What is expected — Show all the lines in the data below that include the word "targets".

Data extracted from a collection:
PR #1005, opened 2026-07-07
Feat: introduce `target_axes` to allow loading targets with different axes 

### LINKED ISSUE #963: Allow input and ouput with different axes

jdeschamps:
## Disclaimer

- [ ] I am an AI agent.

## Description

> [!NOTE]  
> **tldr**: Add `target_axes` configuration parameter to be able to load targets with different axes than the input data.

Currently, targets have to have the same axes as input otherwise an error is raised in the dataset. This leads to the need of having singleton channels for instance for MicroSplit. 

This PR is a first step towards fixing all the issues in having different input and target axes.

To be able to load targets with different axes as the input.

### Overview - what changed?

New `target_axes` parameter in the `DataConfig`.

Additional changes are some refactoring motivated by the need to implement unit tests for the configuration factories to verify that the validation is done properly.

Regarding `target_axes`:
- Introduced `target_axes` in `DataConfig`, with validation similar to axes and a validation for spatial dimensionality
- Added `target_axes` to CARE configuration factory
- Added `target_axes` to data configuration factory
- Substituted `target_axes` to `axes` in the target patch extractor calls in dataset and microsplit dataset factories
- Removed `channels` adjustment to the target's `ImageRegionData` in the dataset
- Added a validation to ensure that `target_axes` is `None` in N2V configuration

Additional refactoring:
- `factory_utils.py` now contains the handling of the augmentations for both care/n2n and n2v convenience functions, and corresponding unit tests have been added
- `care_n2n_factory`: channel validation has been moved to _validate_channel_dim and tests for this function have been added
- `n2v_factory`: same and an additional refactoring of the N2VManipulateConfig creation so as to be able to test it directly (corrsponding tests have been implemented).
- `SupportedTransform` renamed `SupportedAugmentation`
- `create_ng_data_configuration` renamed `create_data_configuration`

Unit tests:
- a test module for all convenience factories has been added that tests orthogonal parameters for all three factories (advanced n2v, care and n2n)
- specific tests for parameters that are exclusive to the convenience functions have been added to the respective test modules

## How has this been tested?

New tests.

## Resolves

- Resolves https://github.com/CAREamics/careamics/issues/963

## Notes

- Note that the use of `channels` to adjust the "C" channel in the target `ImageRegionData` data shape (in the Dataset) has been removed, that is a departure from previous behavior.
- I left `target_axes` in N2N as well, in case it is a single plane vs (N-1) stack N2N training (DeepCAD). 
- An error will still occur if there is a mismatch between axes and model output dimensions. It will be a follow-up PR. 
- Currently, this PR introduces a validation to ensure that spatial axes are the same. That is an early-failure validation that can be removed the day we want to support that.

---

- [x] Pre-commit passes


jdeschamps:
## Catching non-channel axes mismatch

One feature that probably needs to be implemented: if `target_axes` is `None` and an error is raised because of mismatching between shape and axes (e.g. axes "YX" but target is "ZYX"), then the message should encourage users to set a `target_axes` value.

The reason is that only channels differences can be caught in the convenience functions (due to the specification of the number of model inputs / outputs).

## `target_axes` as a reference for restoring shape

Out of scope here, but it will need to be another PR. Model output should be restored according to `target_axes` if the latter is specified. For that, `target_axes` needs to be forwarded via the `ImageRegionData`, either as a new entry or replacing `axes` and `original_data_shape` with the target's.

src/careamics/config/factories/care_n2n_factory.py
```diff
@@ -4,21 +4,105 @@
...
+    n_channels_out: int | None,
+) -> tuple[int, int]:
+    """Validate channel dimensions and adjust model input and output channel numbers.
+
+    Parameters
+    ----------
+    axes : str
+        Axes of the data (e.g. SYX).
+    target_axes : str or None
+        Axes of the target data. Required when the output has more than one channel.
```
melisande-c: Below, you actually also allow `target_axes` to be `None` if `n_channels_in==n_channels_out`.

But maybe it is simpler to assume that if `target_axes` is not specified it is equal to `axes` (this was the previous behaviour). Now we only need to guard for 
```python
 if not target_channels_present and resolved_n_channels_out > 1:
```

I haven't read into the dataloading yet but if the loaded target data cannot be reshaped with `axes` maybe we can catch the error and hint that they should check the `target_axes`.

tests/config/factories/test_care_factory.py
melisande-c, line 1: I guess these tests have been refactored to `unit/config/factories/test_care_n2n_factory.py`?

tests/unit/config/data/test_microsplit_data_config.py
```diff
@@ -99,3 +99,17 @@ def test_convert_mode_preserves_ms_options(
     assert converted.padding_mode == config.padding_mode
     assert converted.alpha_ranges is None
     assert converted.uncorrelated_channel_prob == 0.0
+
+
+def test_convert_mode_preserves_target_axes() -> None:
+    """Test MicroSplit mode conversion preserves inherited target axes."""
+    config = MicroSplitDataConfig(
```
melisande-c: If this is already tested in `DataConfig` then this test is not super necessary since there is nothing in `MicroSplitDataConfig` that specifically interacts with the `target` axes.

tests/unit/config/factories/test_care_n2n_factory.py
```diff
@@ -0,0 +1,131 @@
...
+# --- List of test parameters
+
+VALID_CASES = [
+    # axes, target_axes, channels, in_channels, out_channels, expected
+    # no channels
+    ("YX", None, None, None, None, (1, 1)),
+    ("YX", None, None, 1, None, (1, 1)),
+    ("YX", None, None, 1, 1, (1, 1)),
+    ("YX", None, None, None, 1, (1, 1)),
+    ("YX", "ZYX", None, None, None, (1, 1)),
```
melisande-c: `YX` -> `ZYX` is allowed?

tests/unit/config/factories/test_care_n2n_factory.py
```diff
@@ -0,0 +1,131 @@
...
+    # with channels
+    ("CYX", None, [0], None, None, (1, 1)),
+    ("CYX", None, [0, 2], None, None, (2, 2)),
+    ("CYX", None, None, 3, None, (3, 3)),
+    ("CYX", "CYX", [0, 2], 2, 4, (2, 4)),
+    ("YX", "CYX", None, 1, 2, (1, 2)),
+    ("YX", "CYX", None, None, 2, (1, 2)),
+    ("CYX", "YX", None, 2, 1, (2, 1)),
```
melisande-c: Maybe we should also add `CYX` -> `YXC` just in case

tests/unit/config/factories/test_care_n2n_factory.py
```diff
@@ -0,0 +1,131 @@
...
+        None,
+        "does not match length of `channels`",
+    ),
+    (
+        "YX",
+        None,
+        None,
+        1,
+        2,
+        "`target_axes` must be specified",
```
melisande-c: I think the case:

`axes="CYX", n_channels_out=2` will also result in the `"target_axes must be specified"` error

tests/unit/config/factories/test_care_n2n_factory.py
melisande-c: oh I guess the `_validate_channel_dim` does not check the dimensions.

tests/unit/config/factories/test_data_factory.py
```diff
@@ -88,7 +88,7 @@ def test_train_dataloader_params(self):
 
     def test_default_patching(self):
         """Test that the default patching strategy is random."""
```
melisande-c:
```suggestion
        """Test that the default patching strategy is stratified."""
```

src/careamics/config/factories/n2v_factory.py
```diff
@@ -19,12 +15,122 @@
...
+        raise ValueError(
+            f"C is not present in the axes, but number of channels is specified "
+            f"(got {n_channels} channel)."
+        )
+
+    if n_channels is not None and channels is not None and n_channels != len(channels):
+        raise ValueError(
+            f"Number of channels ({n_channels}) does not match length of "
+            f"`channels` ({len(channels)}). Only specify `channels`."
+        )
```
melisande-c: I guess it's ok but this section is pretty much a duplicate of the start of `care_n2n_factory._validate_channel_dim`. If it was one utility function some tests could be removed.

Also there might be a way to reuse it for the `target_axes` if we try my suggestion of assuming `target_axes=axes` if `target_axes is None`.

melisande-c (commented):
Looks good but a few things in the tests and one suggestion about when require the `target_axes` to be supplied for care/n2n, currently I am pretty sure it will throw an error for:
```python
  axes="CYX",
  target_axes=None,
  n_channels_in=3,
  n_channels_out=2,
```
when maybe in this case it is safe to assume both the target and input have the same channel order.

Also, it would be nice if we had some e2e tests to make sure all the moving parts are assembled correctly and model training works for different input and output axes.

src/careamics/config/factories/care_n2n_factory.py
jdeschamps: This situation:
```python
from careamics.careamist import CAREamist
from careamics.config.factories import create_advanced_care_config
from matplotlib import pyplot as plt
import numpy as np

train_data = [rng.integers(0, 255, (2, 128, 128, 3)).astype(np.float32) for _ in range(4)]
train_target = [rng.integers(0, 255, (2, 2, 128, 128)).astype(np.float32) for _ in range(4)]

# create a configuration
config = create_advanced_care_config(
    experiment_name="api_example",
    data_type="array",
    axes="SYXC",
    target_axes=None,
    patch_size=[64, 64],
    # batch size, num_epochs and num_steps reduced for the sake of example
    batch_size=4,
    num_epochs=2,
    num_steps=10,
    channels=[0, 1],
    n_channels_out=2,
)

# instantiate a careamist
careamist = CAREamist(config)

# train the model
careamist.train(train_data=train_data, train_data_target=train_target)
```

leads to the target to be misshaped and the padding actually results in a patch of the correct shape, failing silently (because now targets is mostly 0s).

I agree that in principle this situation should not happen, but it will also be super hard to debug... I guess it could happen when there is a singleton channel in input for some reason, and multiple channels in output (e.g. segmentation).

I'd rather force users to specify `target_axes`, rather than have a silent failure such as this one. 

An alternative is to show a warning saying that if the input and target have different axes, a silent failure with training not converging is expected.

tests/config/factories/test_care_factory.py
jdeschamps: Not quite. This PR introduces some refactoring, so for instance tests that pertain to the augmentations are now performed on the utility function that actually deals with the augmentations.

Then a new `test_config_factories` generalizes a simple test for the shared parameters of CARE, N2V and N2N configuration factories.

So whatever these previous tests was testing has roughly been reimplemented from scratch in theses tests.

tests/unit/config/data/test_microsplit_data_config.py
jdeschamps: That's a good point, removed in https://github.com/CAREamics/careamics/pull/1005/changes/5ee901498fef8d5289c6a9742bff19df6bcd4945.

tests/unit/config/factories/test_care_n2n_factory.py
jdeschamps: Added in https://github.com/CAREamics/careamics/pull/1005/changes/324b699682c568def501d0bc287b6f0d7ae5d943. I added a few situations including singleton axes with these axes.

tests/unit/config/factories/test_care_n2n_factory.py
jdeschamps: Added in https://github.com/CAREamics/careamics/pull/1005/changes/324b699682c568def501d0bc287b6f0d7ae5d943

tests/unit/config/factories/test_data_factory.py
jdeschamps: Done in https://github.com/CAREamics/careamics/pull/1005/changes/360a83affb140483e3dd134a6f0f8d4fc1923f39

src/careamics/config/factories/n2v_factory.py
jdeschamps: Yeah that would make sense to do further refactoring.

src/careamics/config/factories/care_n2n_factory.py
jdeschamps: Nevermind, your suggestion obviously covers that case (n_channels_out>1). I had stashed the changes when testing something else and forgot to pop them...

jdeschamps: Alright, so after running the example with the suggestion, it leads to the same issue. I am fine with having the users be responsible for having the axes in the same order, especially given that it is a very unlikely situation. I would however add a warning.

jdeschamps: Implemented in https://github.com/CAREamics/careamics/pull/1005/changes/abb20fbe17542a3d5b88ae39c6d268507519ae99

jdeschamps:
https://github.com/CAREamics/careamics/pull/1005/changes/0ebb3999d05e52f27f83424f58b10e79309ea7a6: I had to cover yet another edge case: if `target_axes` is specified without "C" (e.g. "YX"), `n_channels_out` was set to `n_channels_in` (e.g. size 3 with `axes="CYX"`)...

src/careamics/config/factories/n2v_factory.py
jdeschamps: Done in https://github.com/CAREamics/careamics/pull/1005/changes/de387f3749da040e0b4736b6550cfbc164101333.

Test cases relevant for the new utility function have been moved from the factory tests to the utility test.

jdeschamps:
https://github.com/CAREamics/careamics/pull/1005/changes/01f27179fd242a42b529075530b1b1976b10482f: an e2e test (not implemented here) showed that we will run into issues if using `channels` and if `channels` is not compatible with `target_axes`.

Regarding the last point, either we limit `channels` to input or we only allow to use it if it is compatible with the both input and output. Currently, I simply limited it to input (simpler) and probably would need to extend the docs and docstring.

src/careamics/config/factories/care_n2n_factory.py
```diff
@@ -4,20 +4,98 @@
...
+        axes=axes, channels=channels, n_channels=n_channels_in, attr_name="n_channels"
+    )
+
+    # resolve number of input channels
+    if n_channels_in is None and channels is None:
+        resolved_n_channels_in = 1
+    elif n_channels_in is not None:
+        resolved_n_channels_in = n_channels_in
+    else:
+        assert channels is not None
```
melisande-c, line 67: I assume that `channels` cannot be None at this point due to `validate_input_channels` catching the other cases?

src/careamics/config/factories/care_n2n_factory.py
```diff
@@ -4,20 +4,98 @@
...
+        resolved_n_channels_in = len(channels)
+
+    resolved_n_channels_out = (
+        n_channels_out
+        if n_channels_out is not None
+        else (
```
melisande-c: maybe would be a little more legible as a if else block instead of a nested ternary statement

src/careamics/config/factories/care_n2n_factory.py
```diff
@@ -78,8 +157,16 @@ def create_care_config(
...
     n_channels_in : int or None, default=None
         Number of input channels.
-    n_channels_out : int or None, default=None
-        Number of output channels.
+    n_channels_out : int | None, default=None
+        Number of output channels. If not specified, it will default to `n_channels_in`
+        if the latter is specified and `target_axes` includes "C" (note that if
+        `target_axes` is not specified, it is assumed to be equal to `axes`), then
+        `n_channels_out` will be set to `n_channels_in`. Otherwise, it will be set to
+        1.
```
melisande-c:
```suggestion
        Number of output channels. If `target_axes` contains `C` then it will default to
        `n_channels_in` otherwise it will default to 1. Note that if `target_axes` is 
        `None` it will default to `axes`.
```

src/careamics/config/factories/care_n2n_factory.py
```diff
@@ -78,8 +157,16 @@ def create_care_config(
...
+    target_axes : str or None, default=None
+        Axes of target data. Required when the output has more than one channel, unless
+        `axes` includes "C", in which case `target_axes` is assumed to be equal to
+        `axes`.
```
melisande-c:
```suggestion
        Axes of target data. If not specified it will default to `axes`. Pay extra
        attention if you are training a task that has a different number of input and 
        output channels.
```

src/careamics/config/factories/care_n2n_factory.py
```diff
@@ -148,8 +236,16 @@ def create_n2n_config(
...
```
melisande-c:
```suggestion
        Number of output channels. If `target_axes` contains `C` then it will default to
        `n_channels_in` otherwise it will default to 1. Note that if `target_axes` is 
        `None` it will default to `axes`.
    target_axes : str or None, default=None
        Axes of target data. If not specified it will default to `axes`. Pay extra
        attention if you are training a task that has a different number of input and 
        output channels.
```

src/careamics/config/factories/care_n2n_factory.py
```diff
@@ -242,8 +339,15 @@ def create_advanced_care_config(
...
-        it will default to the same number as n_channels_in.
+        Number of output channels. If not specified, it will default to `n_channels_in`
+        if the latter is specified and `target_axes` includes "C" (note that if
+        `target_axes` is not specified, it is assumed to be equal to `axes`), then
+        `n_channels_out` will be set to `n_channels_in`. Otherwise, it will be set to
+        1.
+    target_axes : str or None, default=None
+        Axes of target data. Required when the output has more than one channel, unless
+        `axes` includes "C", in which case `target_axes` is assumed to be equal to
+        `axes`.
```
melisande-c:
```suggestion
        Number of output channels. If `target_axes` contains `C` then it will default to
        `n_channels_in` otherwise it will default to 1. Note that if `target_axes` is 
        `None` it will default to `axes`.
    target_axes : str or None, default=None
        Axes of target data. If not specified it will default to `axes`. Pay extra
        attention if you are training a task that has a different number of input and 
        output channels.
```

src/careamics/config/factories/care_n2n_factory.py
```diff
@@ -401,6 +506,8 @@ def create_advanced_n2n_config(
     n_channels_out : int | None, default=None
         Number of output channels. If not specified, but n_channels_in is specified,
         it will default to the same number as n_channels_in.
+    target_axes : str or None, default=None
+        Axes of target data. Required when the output has more than one channel.
```
melisande-c:
```suggestion
        Number of output channels. If `target_axes` contains `C` then it will default to
        `n_channels_in` otherwise it will default to 1. Note that if `target_axes` is 
        `None` it will default to `axes`.
    target_axes : str or None, default=None
        Axes of target data. If not specified it will default to `axes`. Pay extra
        attention if you are training a task that has a different number of input and 
        output channels.
```

melisande-c (approved):
Looks good, just some super minor stuff

melisande-c:
> [01f2717](https://github.com/CAREamics/careamics/commit/01f27179fd242a42b529075530b1b1976b10482f): an e2e test (not implemented here) showed that we will run into issues if using `channels` and if `channels` is not compatible with `target_axes`.
> 
> Regarding the last point, either we limit `channels` to input or we only allow to use it if it is compatible with the both input and output. Currently, I simply limited it to input (simpler) and probably would need to extend the docs and docstring.

I could see it being useful to have a `target_channels` parameter, but lets just limit the `channels` to the input for now.

melisande-c:
Oh actually also there are some tests failing now

src/careamics/config/factories/care_n2n_factory.py
jdeschamps: I think I added this for mypy (otherwise I don't see why this would be there)

src/careamics/config/factories/care_n2n_factory.py
jdeschamps: Done in https://github.com/CAREamics/careamics/pull/1005/commits/1b626b62fd94a14350112446e8b7138f66bc35cd

src/careamics/config/factories/care_n2n_factory.py
melisande-c: yes for mypy but because the previous validation should ensure that `channels` cannot be `None` at this point.

jdeschamps: I know, but somehow it does not.

```python
src/careamics/config/factories/care_n2n_factory.py:68: error: Argument 1 to "len" has incompatible type "Sequence[int] | None"; expected "Sized"  [arg-type]
Found 1 error in 1 file (checked 1 source file)
```

jdeschamps:
> Oh actually also there are some tests failing now

Thanks for pointing it out, adapted the tests in https://github.com/CAREamics/careamics/pull/1005/changes/f40de95d0b8cd5010fa79c9e98a1054201d30435

src/careamics/config/factories/care_n2n_factory.py
melisande-c: what do you mean? pre-commit is passing

jdeschamps: I removed the line and ran pre-commit to check that mypy indeed does not understand that `channels` has to be `None`.

jdeschamps: I guess it is just how it is build: https://mypy.readthedocs.io/en/stable/type_narrowing.html?utm_source=chatgpt.com#limitations

jdeschamps: But maybe I also misunderstood your comment and you were not discussing the presence of the `assert` at all.

melisande-c: Yes I just commented to confirm that `channels` could not accidentally be `None` at that point, because it is not clear otherwise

Answer for the task —
Feat: introduce `target_axes` to allow loading targets with different axes 
> **tldr**: Add `target_axes` configuration parameter to be able to load targets with different axes than the input data.
Currently, targets have to have the same axes as input otherwise an error is raised in the dataset. This leads to the need of having singleton channels for instance for MicroSplit. 
To be able to load targets with different axes as the input.
leads to the target to be misshaped and the padding actually results in a patch of the correct shape, failing silently (because now targets is mostly 0s).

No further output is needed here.